The Non-Redemption Agreements shall terminate on the earlier of (a) the failure of the Company’s stockholders to approve the Extension at the Meeting, or the determination of the Company not to proceed to effect the Extension, (b) the fulfillment of all obligations of parties to the Non-Redemption Agreements, (c) the liquidation or dissolution of the Company, or (d) the mutual written agreement of the parties.

 

Additionally, pursuant to the Non-Redemption Agreements, the Company has agreed that until the earlier of (a) the consummation of the Company’s initial business combination; (b) the liquidation of the trust account; and (c) 24 months from consummation of the Company’s initial public offering, the Company will maintain the investment of funds held in the trust account in interest-bearing United States government securities within the meaning of Section 2(a)(16) of the Investment Company Act of 1940, as amended, having a maturity of 185 days or less, or in money market funds meeting the conditions of paragraphs (d)(1), (d)(2), (d)(3) and (d)(4) of Rule 2a-7 promulgated under the Investment Company Act of 1940, as amended, which invest only in direct U.S. government treasury obligations.

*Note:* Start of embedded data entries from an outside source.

PR #2068, opened 2026-01-17
ci: test UEFI generation on Alpine

jozzsi:
## Changes

Strengthen determine_kernel_version (this function only used during testing) to look for files ending with `modules.dep`                                                              
to filter out entries like e.g. `modules.dep.bin`. 

## Checklist

### DIFF
--- a/.github/workflows/daily-busybox-x64.yml
+++ b/.github/workflows/daily-busybox-x64.yml
@@ -28,6 +28,7 @@ jobs:
                 config:
                     - {test: '10', deps: ''}
                     - {test: '11', deps: 'btrfs-progs'}
+                    - {test: '12', deps: 'efistub ovmf squashfs-tools'}
                     - {test: '13', deps: ''}
                     - {test: '20', deps: 'lvm2 device-mapper'}
                     - {test: '26', deps: 'cryptsetup mdadm device-mapper lvm2 partx sed'}
--- a/.github/workflows/daily-kernel-install-x64.yml
+++ b/.github/workflows/daily-kernel-install-x64.yml
@@ -24,6 +24,7 @@ jobs:
             fail-fast: false
             matrix:
                 container:
+                    - alpine:edge
                     - arch:latest
                     - debian:latest
                     - debian:sid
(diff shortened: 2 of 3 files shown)


LaszloGombos (dismissed):

dracut-functions.sh
```diff
@@ -1493,6 +1493,8 @@ determine_kernel_image() {
         "${dracutsysrootdir-}/lib/modules/${kversion}/Image"
         "${dracutsysrootdir-}/boot/vmlinuz-${kversion}"
         "${dracutsysrootdir-}/boot/vmlinux-${kversion}"
+        "${dracutsysrootdir-}/boot/vmlinuz-"*
+        "${dracutsysrootdir-}/boot/vmlinux-"*
```
Conan-Kudo: I'm concerned that this might result in some weird outcomes. This is fairly greedy, and we deliberately don't do this for any of the other paths.

bdrung: Same concern here. I would expert the version to be part of the path.

jozzsi: The lookup is in priority order, so this change should not impact other Linux distributions. 

Also, I am not aware of "other parts", this is now the only place that needs to change (as demonstrated by the test case passing).

Unfortunately dracut does not have a command line argument for the kernel location, that would have been a workaround.

jozzsi: I will try to dig more on this, but here is the list of files for a kernel package - https://pkgs.alpinelinux.org/contents?name=linux-lts&repo=main&branch=edge&arch=x86_64

Conan-Kudo:
I suspect a versioned `vmlinuz`/`vmlinux` file in `/boot` would be a problem, because of space constraints. But most distributions contain a copy in the versioned kernel directory path too, so that there's at least a backup that can be re-copied into `/boot`. We already know how to pick that one up.

Conan-Kudo:
Discussed it with the Alpine folks, they're not opposed to fixing this. They asked me to file an issue about it, [so I have](https://gitlab.alpinelinux.org/alpine/aports/-/issues/17907).

dracut-functions.sh
jozzsi: Removed this change from this PR after our discussion.

LaszloGombos (approved):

The Company has also agreed that it will not use any amounts in the trust account, or the interest earned thereon, to pay any excise tax that may be imposed on the Company pursuant to the Inflation Reduction Act (IRA) of 2022 (H.R. 5376) due to any redemptions of public shares at the Meeting, in connection with a liquidation of the Company if it does not effect a business combination prior to its termination date by the Company. The Non-Redemption Agreements are not expected to increase the likelihood that the Charter Amendment Proposal is approved by stockholders but will increase the amount of funds that remain in the Company’s trust account following the Meeting.

 

In connection with an amendment to the Definitive Proxy Statement (as defined below) filed with the Securities and Exchange Commission on April 5, 2023 (the “Amendment”), the Company issued a press release confirming that amounts placed in the Trust Account in connection with the IPO, as well as any interest thereon, will not be used to pay estimated excise tax liability relating to the interpretation and operation of the Inflation Reduction Act of 2022 (the “IR Act”). The Company reiterated, as set forth in the Definitive Proxy, that as of March 24, 2023, there was approximately $312,622,337.78 in the Trust Account. If the Charter Amendment Proposal and the Trust Amendment Proposal are approved, and the Company extends the Combination Period to November 19, 2023, the redemption price per share at the meeting for the Business Combination or the Company’s subsequent liquidation (assuming no public shares are redeemed) will be approximately $10.38 per share (without taking into account any subsequently earned interest), in comparison to the current redemption price as of March 24, 2023 of approximately $10.38 per share. The share price of the Company’s Class A common shares as of April 5, 2023 was $10.38.